--- Supplied records Enclosed Below ---
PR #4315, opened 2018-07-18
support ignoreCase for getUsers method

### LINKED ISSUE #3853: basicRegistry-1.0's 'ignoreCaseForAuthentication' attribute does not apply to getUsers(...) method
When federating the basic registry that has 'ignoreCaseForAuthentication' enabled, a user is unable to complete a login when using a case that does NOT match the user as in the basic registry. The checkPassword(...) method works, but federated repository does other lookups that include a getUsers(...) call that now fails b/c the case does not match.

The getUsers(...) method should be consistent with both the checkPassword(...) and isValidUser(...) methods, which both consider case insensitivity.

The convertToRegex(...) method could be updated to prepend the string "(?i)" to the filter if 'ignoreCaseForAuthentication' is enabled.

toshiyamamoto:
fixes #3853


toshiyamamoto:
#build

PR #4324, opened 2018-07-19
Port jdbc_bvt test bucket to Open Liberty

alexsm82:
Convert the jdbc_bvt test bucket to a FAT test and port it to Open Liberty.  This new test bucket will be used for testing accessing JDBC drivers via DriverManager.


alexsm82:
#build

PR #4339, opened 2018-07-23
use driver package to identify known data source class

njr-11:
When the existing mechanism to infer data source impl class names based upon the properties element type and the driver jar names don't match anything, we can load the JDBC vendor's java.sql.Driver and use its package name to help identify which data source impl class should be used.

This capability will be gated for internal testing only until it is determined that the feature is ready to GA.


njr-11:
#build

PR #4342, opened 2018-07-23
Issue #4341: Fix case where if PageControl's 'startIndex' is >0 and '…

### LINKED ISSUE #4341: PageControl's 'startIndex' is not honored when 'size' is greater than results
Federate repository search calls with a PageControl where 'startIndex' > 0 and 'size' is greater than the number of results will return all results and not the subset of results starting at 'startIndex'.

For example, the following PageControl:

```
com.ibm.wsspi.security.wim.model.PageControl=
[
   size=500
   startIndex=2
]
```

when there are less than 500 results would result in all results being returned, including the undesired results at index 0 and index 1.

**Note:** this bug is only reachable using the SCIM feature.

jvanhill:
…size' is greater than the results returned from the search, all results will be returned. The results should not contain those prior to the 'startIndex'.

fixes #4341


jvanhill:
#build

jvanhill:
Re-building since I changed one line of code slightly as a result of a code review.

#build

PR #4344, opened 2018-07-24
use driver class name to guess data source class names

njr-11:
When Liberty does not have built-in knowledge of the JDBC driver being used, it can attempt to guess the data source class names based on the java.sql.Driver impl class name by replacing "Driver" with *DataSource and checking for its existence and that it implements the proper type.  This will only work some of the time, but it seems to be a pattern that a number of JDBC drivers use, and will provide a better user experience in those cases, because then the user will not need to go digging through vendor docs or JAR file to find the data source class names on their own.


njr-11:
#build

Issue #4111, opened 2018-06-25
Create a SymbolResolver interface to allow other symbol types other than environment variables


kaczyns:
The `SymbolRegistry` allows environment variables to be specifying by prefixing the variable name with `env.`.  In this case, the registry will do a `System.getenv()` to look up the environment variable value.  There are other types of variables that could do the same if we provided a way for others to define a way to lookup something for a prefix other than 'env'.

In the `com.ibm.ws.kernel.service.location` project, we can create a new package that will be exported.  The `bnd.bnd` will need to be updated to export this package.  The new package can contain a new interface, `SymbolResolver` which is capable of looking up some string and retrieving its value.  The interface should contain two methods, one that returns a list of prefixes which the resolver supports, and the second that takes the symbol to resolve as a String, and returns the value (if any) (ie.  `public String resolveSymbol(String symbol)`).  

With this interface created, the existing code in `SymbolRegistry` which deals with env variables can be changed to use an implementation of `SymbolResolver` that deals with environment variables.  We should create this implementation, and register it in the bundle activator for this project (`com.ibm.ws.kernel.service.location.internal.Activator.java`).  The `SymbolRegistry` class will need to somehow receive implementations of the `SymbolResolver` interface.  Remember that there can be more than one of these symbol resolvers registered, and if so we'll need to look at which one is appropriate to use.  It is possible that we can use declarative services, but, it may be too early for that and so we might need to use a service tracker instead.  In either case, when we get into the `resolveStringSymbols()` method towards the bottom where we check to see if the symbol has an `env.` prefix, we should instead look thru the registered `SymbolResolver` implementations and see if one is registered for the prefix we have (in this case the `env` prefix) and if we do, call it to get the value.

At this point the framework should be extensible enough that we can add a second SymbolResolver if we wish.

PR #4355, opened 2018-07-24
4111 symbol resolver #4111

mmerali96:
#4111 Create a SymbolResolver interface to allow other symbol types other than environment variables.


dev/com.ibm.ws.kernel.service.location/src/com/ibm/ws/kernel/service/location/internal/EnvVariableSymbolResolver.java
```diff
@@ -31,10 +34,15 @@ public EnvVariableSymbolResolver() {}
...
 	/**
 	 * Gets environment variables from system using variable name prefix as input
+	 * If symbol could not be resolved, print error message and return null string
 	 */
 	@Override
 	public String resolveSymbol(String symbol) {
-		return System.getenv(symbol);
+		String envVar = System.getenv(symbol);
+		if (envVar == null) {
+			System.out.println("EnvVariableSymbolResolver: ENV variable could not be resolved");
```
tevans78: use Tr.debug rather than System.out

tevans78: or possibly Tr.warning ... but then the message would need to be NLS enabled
--- End of Enclosed Supplied records ---
§ **Directions for this task**:
The result should be every line of the material that contains the word "updated", so copy those lines.

§ **Response to the exercise**:
The convertToRegex(...) method could be updated to prepend the string "(?i)" to the filter if 'ignoreCaseForAuthentication' is enabled.
In the `com.ibm.ws.kernel.service.location` project, we can create a new package that will be exported.  The `bnd.bnd` will need to be updated to export this package.  The new package can contain a new interface, `SymbolResolver` which is capable of looking up some string and retrieving its value.  The interface should contain two methods, one that returns a list of prefixes which the resolver supports, and the second that takes the symbol to resolve as a String, and returns the value (if any) (ie.  `public String resolveSymbol(String symbol)`).  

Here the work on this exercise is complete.